Issue #33, opened 2024-07-29
Introduce a Literal package and provide clean utility methods for construction of literals


jacques-n:
Literals right now are a bit difficult to work with. Constructing them generally requires a bunch of sleuthing. There aren't a lot of docs and protobuf objects are leaked through the provided apis (e.g. `ProtoLiteral`).

Simple example. Assume we have a variable days which is an int32 of days since epoch. 

Current
```
func NewLiteral[T allLiteralTypes](val T, nullable bool) (Literal, error)

// example usage.
expr.NewLiteral[types.Date](types.Date(days), true)
```

New Utility Method

```
func NewDate(days int) (Literal, error)

// example usage.
literal.NewDate(days)
```

We can also add additional methods for common conversion cases. For example, maybe we add:

```
NewDecimalFromTwosComplement(scale int, []byte twoscomplement)
NewDecimalFromString(str string)
```

etc.

As part of this we should also ensure we have reasonable test coverage for the new methods

jacques-n:
Completed in #41

PR #41, opened 2024-08-07
feat(type): add support for type PrecisionTimestamp and PrecisionTimestampTz

anshuldata:
* Introduced type "PrecisionTimeStampType" and "PrecisionTimeStampTzType" which implements [Type](https://github.com/substrait-io/substrait-go/blob/0ea5482e061033854f9931e2134a1bf91a5bbb54/types/types.go#L255) interface
* Support for Literal expression using PrecisionTimestamp and PrecisionTimestampTz
* Fixed "ProtoLiteral" ToProtoLiteral API to switch on type instead of value. Felt this is cleaner and extensible since converting based on type. Used "ProtoLiteral" to create Literal interface for PrecisionTimestamp and PrecisionTimestampTz


go.mod
```diff
@@ -6,23 +6,29 @@ go 1.20
 
 require (
 	github.com/alecthomas/participle/v2 v2.0.0
+	github.com/cockroachdb/errors v1.11.3
```
jacques-n, line 9: i don't think it makes sense to source the cockroachdb errors package for a test. Let's revert the go.mod/go.sum changes.

expr/literals.go
```diff
@@ -924,6 +946,42 @@ func LiteralFromProto(l *proto.Expression_Literal) Literal {
...
+		}
+		if precTimeStamp.Value < 0 {
+			return nil
+		}
+		return NewPrecisionTimestampTzLiteral(uint64(precTimeStamp.Value), precision, nullability)
 	}
 	panic("unimplemented literal type")
 }
+
+func NewPrecisionTimestampLiteral(value uint64, precision types.TimePrecision, n types.Nullability) Literal {
```
jacques-n, line 973: please add docs to this function and the one below.

types/precison_timestamp_types.go
```diff
@@ -0,0 +1,137 @@
...
+	case 0:
+		return Seconds, nil
+	case 3:
+		return Milliseconds, nil
+	case 6:
+		return Microseconds, nil
+	case 9:
+		return Nanoseconds, nil
+	}
+	return UnknownPrecision, errors.Newf("invalid TimePrecision value %d", val)
```
jacques-n, line 44: I believe 0-9 are all allowed. Why throw here? Are you making the design decision that substrait-go won't support 1,2,4,5,7,8? If so, maybe update methods to say that in the error.

jacques-n (commented):
It looks like a bunch of the code you introduced [doesn't have test cases](https://app.codecov.io/gh/substrait-io/substrait-go/pull/41?src=pr&el=tree&utm_medium=referral&utm_source=github&utm_content=comment&utm_campaign=pr+comments&utm_term=substrait-io)

Can you resolve that as well as the other comments? We should at least have test cases for the production paths (even if we don't for things like String() and weird error conditions)

go.mod
anshuldata: This is a utility library which has useful function to construct meaningful error. So good to keep it

expr/literals.go
anshuldata: done

types/precison_timestamp_types.go
anshuldata: fixed it

anshuldata:
>  We should at least have test cases for the production paths (even if we don't for things like String() and weird error conditions)

Added unit tests for below parts
1. Creation of PrecisionTimeStamp and PrecisionTimeStampTz type
2. Conversion to proto from both types
3. Conversion from proto for both types

I found a bug too in my code because of above. Thanks

anshuldata:
We will add tests for other types (existing ones) as part of #33

expr/literals.go
```diff
@@ -7,13 +7,13 @@ package expr
 import (
 	"bytes"
 	"fmt"
+	"google.golang.org/protobuf/types/known/anypb"
```
zeroshade, line 10: why did this import move? Can we please put it back in the import list with the rest of the imports that are not stdlib imports?

expr/literals.go
```diff
@@ -404,6 +404,10 @@ type ProtoLiteral struct {
 func (*ProtoLiteral) isRootRef()            {}
 func (t *ProtoLiteral) GetType() types.Type { return t.Type }
 func (t *ProtoLiteral) String() string {
+	switch literalType := t.Type.(type) {
+	case types.PrecisionTimeStampType, types.PrecisionTimeStampTzType:
+		return fmt.Sprintf("%s(%d)", literalType, t.Value.(uint64))
```
zeroshade, line 409: it's likely not necessary to do the type assertion here with Sprintf which should properly handle the interface type anyways.

go.mod
zeroshade: how is it different than just using `fmt.Errorf` instead? I agree with @jacques-n that I don't see the benefit in the cockroachdb errors package. What functionality is it providing that we can't already get from `errors.New` and `fmt.Errorf`?

types/precison_timestamp_types.go
```diff
@@ -0,0 +1,167 @@
...
+	case 6:
+		return MicroSeconds, nil
+	case 7:
+		return EMinus7Seconds, nil
+	case 8:
+		return EMinus8Seconds, nil
+	case 9:
+		return NanoSeconds, nil
+	}
+	return UnknownPrecision, errors.Newf("invalid TimePrecision value %d", val)
```
zeroshade, line 74:
```suggestion
        return UnknownPrecision, fmt.Errorf("invalid TimePrecision value: %d", val)
```

types/precison_timestamp_types.go
```diff
@@ -0,0 +1,167 @@
+package types
+
+import (
+	"fmt"
+	"github.com/cockroachdb/errors"
+	"github.com/substrait-io/substrait-go/proto"
+)
+
+type TimePrecision int
```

━━━━━━

All lines with the word "tests" should be copied from the material above.

▶ [Response to the exercise]:
Added unit tests for below parts
We will add tests for other types (existing ones) as part of #33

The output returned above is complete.